Особенно это чувство усилилось, когда свернул с широченного проспекта в извилистый проулок, где уткнулся в толпу сплошь в плисовых рубашках навыпуск, тапочках на босу ногу и тюбетейках поверх лохматых либо наголо бритых голов. Люди эти смиренно проходили через рамки металлоискателей, перегораживающих улочку, и вливались в длинные ряды молящихся — они стояли на коленях прямо на мостовой и дисциплинированно отбивали поклоны под гортанные крики муэдзина, которые неслись из репродукторов на столбах освещения.

— У них праздник, а нам никакого житья здесь. — Возле дома, грузно опираясь на резную палку с янтарным набалдашником, стоял старик в черном, модном в советские годы пальто реглан и широкополой черной же шляпе — а-ля член политбюро.

— А здесь что, мечеть?

— Вы нездешний?

— Недавно приехал.

— Так передайте у себя — в Москве все бунтуют против этой дикости.

Мусульманский народ все прибывал, стремясь отчитаться перед Аллахом за прожитое время, и ему было все равно, что думали о нем старик и я, — люди эти были словно невесомы, бесшумно обтекали нас, не касаясь, а лица их были светлы и спокойны.

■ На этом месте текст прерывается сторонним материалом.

PR #2139, opened 2023-07-20
Avoid BufferedRowReaderIterator buffer re-allocation

kolesnikovae:
The change should make use of BufferedRowReaderIterator buffer more efficient

### DIFF
--- a/pkg/parquet/row_reader.go
+++ b/pkg/parquet/row_reader.go
@@ -12,7 +12,7 @@ import (
 )
 
 const (
-	defaultRowBufferSize = 1024
+	defaultRowBufferSize = 64
 )
 
 var (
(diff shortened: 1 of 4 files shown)


cyriltovena (approved):
LGTM

pkg/parquet/row_reader.go
```diff
@@ -12,7 +12,7 @@ import (
 )
 
 const (
-	defaultRowBufferSize = 1024
+	defaultRowBufferSize = 64
 )
```
kolesnikovae, line 16: This revealed one bug: when we read via `SliceRowReader`, the deconstruction function _appends_ values to the row, given that we don't reset it, profile rows with more than buff length values (1024) are getting malformed because they _include_ samples of another row. I think that we have not been experiencing it, because we have not  been using the buffer in practice, although I am not 100% sure

PR #2140, opened 2023-07-20
Fixes make generate

cyriltovena:


simonswine (approved):
Do we think there is any interoperability problem?

I am a bit unsure what is in those description bytes


Otherwise LGTM

cyriltovena:
No worried for those description we don't use reflection

PR #2142, opened 2023-07-20
Forward port updates from main to next

simonswine:
I don't plan to do this regularly, but it basically just takes the version updates @darrenjaneczek has been doing to main into next.


darrenjaneczek (approved):
Thank you.

PR #2143, opened 2023-07-20
fix: remove dependency on pyroscope-oss git branch

darrenjaneczek:
Now that they live in the same branch on this repository, remove the layer of cross repository dependency on the "og main" branch of "pyroscope-oss" and instead use the subpackages in the new `/og` subdirectory.


tsconfig.json
```diff
@@ -5,17 +5,7 @@
...
-      "@pyroscope/webapp/*": ["./node_modules/pyroscope-oss/webapp/*"],
-      "@webapp/redux/*": [
-        "./node_modules/pyroscope-oss/webapp/javascript/redux/*"
-      ],
-      "@pyroscope/flamegraph/*": [
-        "./node_modules/pyroscope-oss/packages/pyroscope-flamegraph/*"
-      ],
-      "@pyroscope/models/*": [
-        "./node_modules/pyroscope-oss/packages/pyroscope-models/*"
-      ],
```
eh-am, line 17: Note these refer to the `packages` dir, I think they still need to be aliased? Or does the `workspaces` bit in package.json handles that somehow?

eh-am (commented):
👍 

Don't forget to update [scripts/webpack/webpack.common.ts too!](https://github.com/grafana/pyroscope/blob/next/scripts/webpack/webpack.common.js) too!

tsconfig.json
darrenjaneczek: > Or does the workspaces bit in package.json handles that somehow?

Yes, that appears to be the case. But I am getting the sense that some of the aliases are clashing with the workspaces in certain circumstances. I will continue trying things.

>Don't forget to update [scripts/webpack/webpack.common.ts too!](https://github.com/grafana/pyroscope/blob/next/scripts/webpack/webpack.common.js) too!

Thanks for the note. However, my attempts to fix `webpack.common.ts` are meeting with failure locally.
I am thinking some old "node_modules" imports are still cached, so the current "passed tests" might be a misleading positive.

darrenjaneczek: I think I will get rid of the "workspace" entries, and just use aliases at this stage.

darrenjaneczek:
I will verify this a little more closely tomorrow.
This feels like a good initial step... assuming everything still works.

darrenjaneczek:
@eh-am, the frontend code that is now in "og" has a lot of elaborate testing which I don't suspect has been replicated for the new root of the project. What approach would you recommend for adapting it over to work with the new project root, and all of its overrides?

Rperry2174 (approved):
lgtm!

PR #2144, opened 2023-07-20
Move examples folder out of og

Rperry2174:
Moves examples out of og folder. There is potentially a conversation about moving them to a total repo altogether, but if we do that I think we should do it separately.


og/examples/java-jfr/rideshare/bin/main/org/example/rideshare/OrderService.class
petethepig, line 1: feels like these should stay

korniltsev: feels like class files should be deleted

Rperry2174: lol should they stay or should they go? I ended up closing this PR because I couldn't figure out why some files were getting deleted and most of the problem files were the .class files for some reason (I think maybe has to do with .class not being in .gitignore)

PR #2157, opened 2023-07-21
Adds push limits on profiles data

cyriltovena:
This adds 5 new limits.

- Total size of a profile uncompressed
- Maximum stacktrace depth/frames. Truncates them instead of erroring.
- Maximum amount of labels per sample (although we don't use them)
- Maximum size of a symbol, the symbol will be truncated.
- Maximum amount of samples per profile.

Closes https://github.com/grafana/pyroscope-squad/issues/16


pkg/validation/limits.go
```diff
@@ -81,6 +87,12 @@ func (l *Limits) RegisterFlags(f *flag.FlagSet) {
 	f.Var(&l.QuerySplitDuration, "querier.split-queries-by-interval", "Split queries by a time interval and execute in parallel. The value 0 disables splitting by time")
 
 	f.IntVar(&l.MaxQueryParallelism, "querier.max-query-parallelism", 0, "Maximum number of queries that will be scheduled in parallel by the frontend.")
+
+	f.IntVar(&l.MaxProfileSizeBytes, "validation.max-profile-size-bytes", 2*1024*1024, "Maximum size of a profile in bytes. This is based off the uncompressed size. 0 to disable.")
+	f.IntVar(&l.MaxProfileStacktraceSamples, "validation.max-profile-stacktrace-samples", 2000, "Maximum number of samples in a profile. 0 to disable.")
```
kolesnikovae, line 92: I wonder if this value is overly conservative. With the default 15s duration of a profiling session, and 100Hz of sample rate, we may expect that a single CPU core may emit up to 1500 of samples (edge case). Of course, most of them point to the same stack trace, therefore they are aggregated, but a 32 core machine may easily generate a profile containing a few thousand of samples.

Also, senders of cumulative profiles may always hit this limit. This is especially true for Go heap profiles.

Another important factor here is pprof labels: they may dramatically increase cardinality of samples. We should either drop them and dedup samples, or take them into account. I'd go for the former.

Should we set it to something in between 4K and 16K?

pkg/validation/validate.go
```diff
@@ -122,6 +127,47 @@ func ValidateLabels(limits LabelValidationLimits, userID string, ls []*typesv1.L
...
+		depthLimit        = limits.MaxProfileStacktraceDepth(userID)
+		labelsLimit       = limits.MaxProfileStacktraceSampleLabels(userID)
+		symbolLengthLimit = limits.MaxProfileSymbolValueLength(userID)
+	)
+	for _, s := range prof.Sample {
+
+		if depthLimit != 0 && len(s.LocationId) > depthLimit {
+			// truncate the deepest frames
+			s.LocationId = s.LocationId[:depthLimit]
+		}
```
kolesnikovae, line 158: It would be nice to have a stub like "other" – I think it could be a separate PR

kolesnikovae (approved):
LGTM! I'd maybe adjust some of the default values

pkg/validation/limits.go
cyriltovena: Yeah sounds good let me update that.

pkg/validation/validate.go
```diff
@@ -122,6 +127,47 @@ func ValidateLabels(limits LabelValidationLimits, userID string, ls []*typesv1.L
...
+	var (
+		depthLimit        = limits.MaxProfileStacktraceDepth(userID)
+		labelsLimit       = limits.MaxProfileStacktraceSampleLabels(userID)
+		symbolLengthLimit = limits.MaxProfileSymbolValueLength(userID)
+	)
+	for _, s := range prof.Sample {
+
+		if depthLimit != 0 && len(s.LocationId) > depthLimit {
+			// truncate the deepest frames
+			s.LocationId = s.LocationId[:depthLimit]
```
kolesnikovae, line 157: I just have realised that this truncates parent locations... This may make the flamegraph unreadable. I guess we could achieve better results with cutting the stack tip:
```go
s.LocationId = s.LocationId[len(s.LocationId)-depthLimit:]
```

cyriltovena: Yeah that wasn't intentional, let's fix it.

PR #2161, opened 2023-07-23
Update datasources.yml

hamedprog:


simonswine (approved):
Good catch! Thanks for fixing this right away 🙂 

LGTM

Rperry2174:
Let me double check before merging. I think the reason we use a custom data source here has something to do with being able to view exemplars (traces + profiles linked together)

Rperry2174:
Yeah it turns out this was so that we could do profiling exmplars and show them in grafana:
image
 
relevant links:
- [image example](https://github.com/grafana/pyroscope/pull/1402#issuecomment-1215125294) 

But looks like the datasource doesn't work anymore anyway so I think this is fine

PR #2162, opened 2023-07-24
Ensure we only query ingesters in active state

simonswine:
With ring.Read we query ingesters in any state. This change is taken
from Mimir and it will ensure to ignore not active ingesters.

https://github.com/grafana/mimir/blob/d99cb3c081022e0752ee3db8c2cc39af46d09ba8/pkg/distributor/query.go#L33-L35

This should improve the behaviour of Pyroscope during rollouts and
partial outages.


kolesnikovae (approved):
LGTM

PR #2163, opened 2023-07-24
Push down label_name filter on Series API

simonswine:
This will filter label names on the ingesters directly.


pkg/querier/querier.go
```diff
@@ -229,11 +229,13 @@ func (q *Querier) Series(ctx context.Context, req *connect.Request[querierv1.Ser
...
 	responses, err := forAllIngesters(ctx, q.ingesterQuerier, func(childCtx context.Context, ic IngesterQueryClient) ([]*typesv1.Labels, error) {
 		res, err := ic.Series(childCtx, connect.NewRequest(&ingestv1.SeriesRequest{
-			Matchers: req.Msg.Matchers,
+			Matchers:   req.Msg.Matchers,
+			LabelNames: req.Msg.LabelNames,
 		}))
 		if err != nil {
 			return nil, err
 		}
+		// TODO: Remove this once we have the ingesters returning the filtered response, has been rolled out (f25).
```
simonswine, line 238: Once rolled out, we should remove this filtering

pkg/querier/querier.go
```diff
@@ -229,11 +229,13 @@ func (q *Querier) Series(ctx context.Context, req *connect.Request[querierv1.Ser
 
 	responses, err := forAllIngesters(ctx, q.ingesterQuerier, func(childCtx context.Context, ic IngesterQueryClient) ([]*typesv1.Labels, error) {
 		res, err := ic.Series(childCtx, connect.NewRequest(&ingestv1.SeriesRequest{
-			Matchers: req.Msg.Matchers,
+			Matchers:   req.Msg.Matchers,
+			LabelNames: req.Msg.LabelNames,
```
simonswine, line 233: This doesn't seem to make problems with older ingesters, that do not know about the LabelNames field

cyriltovena (approved):
LGTM

PR #3930, opened 2025-02-19
fix: add service_name label to the canary exporter

kolesnikovae:
The change adds `service_name` label to the profiles ingested by canary exporter, and the label selector used to query it back. Without the `service_name` label selector, in the newest versions, the query hits tenant-wide dataset index, which is only created after L0 compaction and is usually delayed by ~15-30s. Therefore, canary-exporter queries return no data until then, and the probe fails due to empty response.


simonswine (approved):
LGTM

Currently canary-exporters are deployed manually, so you need to update a reference to the version

PR #3933, opened 2025-02-19
test: Rerun failed go tests

simonswine:
I am a bit conflicted, as we are seeing a fair bit of test failures.
This change will obvisouly help getting PRs merged quicker, but it might
also lead to a downward slope in terms of test quality.


kolesnikovae (approved):
LGTM 

Thanks for adding this! I agree with your reasoning

PR #3934, opened 2025-02-20
metrics for exporter client

alsoba13:
note base branch is #3861

### DIFF
--- a/pkg/experiment/metrics/exporter.go
+++ b/pkg/experiment/metrics/exporter.go
@@ -3,15 +3,19 @@ package metrics
 import (
 	"context"
 	"fmt"
+	"net/http"
 	"net/url"
 	"os"
+	"strconv"
 	"sync"
 	"time"
 
 	"github.com/go-kit/log"
 	"github.com/go-kit/log/level"
 	"github.com/gogo/protobuf/proto"
+	"github.com/grafana/dskit/instrument"
 	"github.com/klauspost/compress/snappy"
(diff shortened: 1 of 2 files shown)


pkg/experiment/metrics/exporter.go
```diff
@@ -103,4 +110,51 @@ func newClient(remoteUrl, user, password string) (remote.WriteClient, error) {
 		},
 		RetryOnRateLimit: false,
 	})
+	if err != nil {
+		return nil, err
+	}
+	t := client.(*remote.Client).Client.Transport
+	client.(*remote.Client).Client.Transport = &RoundTripper{m, t}
```
alsoba13, line 117: Is this too hacky? remote.WriteClient serves us well at performing remote_write. It doesn't offer a lot of client configurations, but at least Client member is exported.

simonswine (approved):
Generally I would be okay with the apporach, just think we should add a `tenant` label.

alsoba13:
> Generally I would be okay with the apporach, just think we should add a `tenant` label.

I agree, but now we have a single exporter for every tenant. I propose to metric only remote url until clients are tenant/datasource-specific, as it'll be easier to implement

kolesnikovae:
> I agree, but now we have a single exporter for every tenant. I propose to metric only remote url until clients are tenant/datasource-specific, as it'll be easier to implement

We could probably inspect http headers (where the tenant ID should be present, I guess)

PR #3940, opened 2025-02-21
fix: remove ellipsis stub from Go functions

kolesnikovae:
See https://github.com/grafana/explore-profiles/issues/420 for the context


simonswine (approved):
I think we should do it!

LGTM

PR #3943, opened 2025-02-24
chore: add canary probe delay

kolesnikovae:
The PR adds a delay between canary probe ingestion and query requests. The delay is set to 2s by default. This delay might be needed if ingestion is asynchronous, as an ingest followed by an immediate query might not retrieve the data.

@simonswine I'm somewhat reluctant to set a default value here. On the other hand, I don't see much harm in doing so. What do you think?


simonswine (approved):
LGTM

I think this is a reasonable change. We should try to remember calling this change out in the release notes.

PR #3944, opened 2025-02-24
feat: tenant settings ruler

alsoba13:
Tenant settings ruler is a thread-safe ruler that obtains rules from tenant-settings service and caches the result for later calls.

It holds a cache **for each tenant**, that expires after the default time (60s).
Every first call to a tenant for `RecordingRules(tenant string)` will initialize the per-tenant cache. When calling again the method, the cached rules will be served unless they expired. In that case, cache will be refreshed.

I discarded doing generics here becase (1) I would like to validate the idea and (2) there's no need to generalize the cache.


pkg/experiment/metrics/ruler.go
```diff
@@ -51,3 +54,74 @@ func NewStaticRulerFromEnvVars(logger log.Logger) (Ruler, error) {
...
+	ttl      time.Time
+	initFunc func() []*model.RecordingRule
+	mu       sync.Mutex
+}
+
+func (c *tenantCache) get() []*model.RecordingRule {
+	if c.value != nil && time.Now().Before(c.ttl) {
+		// value exists and didn't expired
+		return c.value
+	}
```
simonswine, line 122: I think you want to hold the`RLock` for this

alsoba13: absolutely

PR #3945, opened 2025-02-24
feat: tenant settings ruler

alsoba13:
CachedRemoteRuler is a thread-safe ruler that obtains rules from tenant-settings service and caches the result for later calls.

It holds a cache for each tenant, that expires after the default time (60s).
Every first call to a tenant for `RecordingRules(tenant string)` will initialize the per-tenant cache. When calling again the method, the cached rules will be served unless they expired. In that case, cache will be refreshed.

I discarded doing generics here becase (1) I would like to validate the idea first and (2) there's no need to generalize the cache.

Some detected todos:
* Expiry time by config (default 60s)


pkg/experiment/metrics/ruler.go
```diff
@@ -51,3 +54,83 @@ func NewStaticRulerFromEnvVars(logger log.Logger) (Ruler, error) {
...
+	mu       sync.RWMutex
+}
+
+// get returns the stored value if present and not expired.
+// Otherwise, a single call to initFunc will be performed to retrieve the value and hold it for future calls within
+// the ttl.
+func (c *tenantCache) get() []*model.RecordingRule {
+	c.mu.RLock()
+	if c.value != nil && time.Now().Before(c.ttl) {
+		defer c.mu.Unlock()
```
simonswine, line 121:
```suggestion
		defer c.mu.RUnlock()
```

pkg/experiment/metrics/ruler.go
```diff
@@ -51,3 +54,92 @@ func NewStaticRulerFromEnvVars(logger log.Logger) (Ruler, error) {
 func (r StaticRuler) RecordingRules(tenant string) []*model.RecordingRule {
 	return r.rules[tenant]
 }
+
+// CachedRemoteRuler is a thread-safe ruler that retrieves rules from an external service.
```
alsoba13, line 58: I opted to rename this to a more generic name. The origin of the rules depends on the client, not of this cache.

pkg/settings/recording/config.go
```diff
@@ -2,15 +2,18 @@ package recording
...
 type Config struct {
-	Enabled bool `yaml:"enabled" category:"experimental"`
+	Enabled bool   `yaml:"enabled" category:"experimental"`
+	Address string `yaml:"address" category:"experimental"`
 }
 
 const (
 	flagPrefix  = "tenant-settings.recording-rules."
 	flagEnabled = flagPrefix + "enabled"
+	flagAddress = flagPrefix + "client.address"
```
simonswine, line 16: I would put those client address flags onto where the client gets consumed: "compaction-worker". (I can't see anything else consuming a ExporterRulesClient.)

If someone enables `-compaction-worker.metrics-exporter.enabled` then and only then should be validate the address flag.

pkg/settings/recording/config.go
```diff
@@ -20,12 +23,20 @@ func (cfg *Config) RegisterFlags(fs *flag.FlagSet) {
...
+	)
 }
 
 func (cfg *Config) Validate() error {
 	if !cfg.Enabled {
 		return nil
 	}
-
+	if cfg.Address == "" {
+		return fmt.Errorf("%s is required", flagAddress)
```
simonswine, line 39: I don't think this flag should be required to be set when the tenant settings are running, but they maybe should be required when the compaction workers is enabled with metric exporter.

simonswine (commented):
The caching logic looks good to me. I just would like to change the structure/flags/validation to be more local towards the compaction worker.

simonswine (approved):
LGTM

Feel free to merge this once you did the suggested change

pkg/experiment/metrics/config.go
```diff
@@ -0,0 +1,21 @@
+package metrics
+
+import (
+	"flag"
+)
+
+type Config struct {
+	Enabled       bool   `yaml:"enabled"`
+	ClientAddress string `yaml:"client_address"`
```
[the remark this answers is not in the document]
alsoba13: Good catch, sorry about that

simonswine (approved):
LGTM

PR #3946, opened 2025-02-24
feat: Recording rules settings

bryanhuhta:
Adds a tenant settings submodule that can manage recording rules.

The current API allows for:

- Listing recording rules `/settings.v1.RecordingRulesService/ListRecordingRules`
- Creating a recording rule `/settings.v1.RecordingRulesService/InsertRecordingRule`
- Deleting a recording rule `/settings.v1.RecordingRulesService/DeleteRecordingRule`

This is the minimum API required to power the UI. Updates and reading single records are not required by the UI, though I am happy to add them in this PR if we want to attempt a future-proof of this API.

The general architecture of this submodule looks like this:

diagram


pkg/settings/recording/store.go
```diff
@@ -0,0 +1,106 @@
...
+func (b *bucketStore) Insert(ctx context.Context, newRule *settingsv1.RecordingRule_Store) (*settingsv1.RecordingRule_Store, error) {
+	err := b.store.Update(ctx, func(ctx context.Context, c *store.Collection[*settingsv1.RecordingRule_Store]) error {
+		for _, rule := range c.Elements {
+			if rule.Id == newRule.Id {
+				return fmt.Errorf("recording rule %s already exists", newRule.Id)
+			}
+
+			if rule.MetricName == newRule.MetricName {
+				return fmt.Errorf("recording rule with name %s already exists", newRule.MetricName)
+			}
```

Древняя молитва, отражаясь эхом среди домов и поднимаясь к неожиданно очистившимся от облаков, милосердным сегодня небесам, превратила асфальт суетных Мещанских улочек в один общий храм.

— Разве важно, на каком языке ты молишься? Главное, зачем и почему тебе это нужно.


Впечатление от увиденного было таким острым, что глаза и уши отошли только на Садовом кольце — впрочем, ему-то было наплевать, что совсем рядом можно встретиться с богом, — оно продолжало гонять машины по кругу, и туда и обратно, по всяким непременным надобностям.

Открывшийся во мне ночью какой-то внутренний радар тащил меня по ему одному известному маршруту; но я и не сопротивлялся — дома на письменном столе меня дожидался листок со страшными цифрами, и я не хотел торопиться.

На Сретенской площади, вконец испохабленной новомодными стекляшками, забрел в старую, еще времен грозного царя Ивана, белокаменную церковь, вдыхая терпкий дым ладана, постоял там, сравнивая лица стоящих у амвона с теми, кто искал бога на другой стороне улицы, и немного огорчился — просветленности и несуетности здесь было поменьше, не говоря уже про обтрепанные штанины брюк и совсем не подходящие для церкви пижонские мокасины, что выглядывали у толстомясого священника из-под золоченой ризы.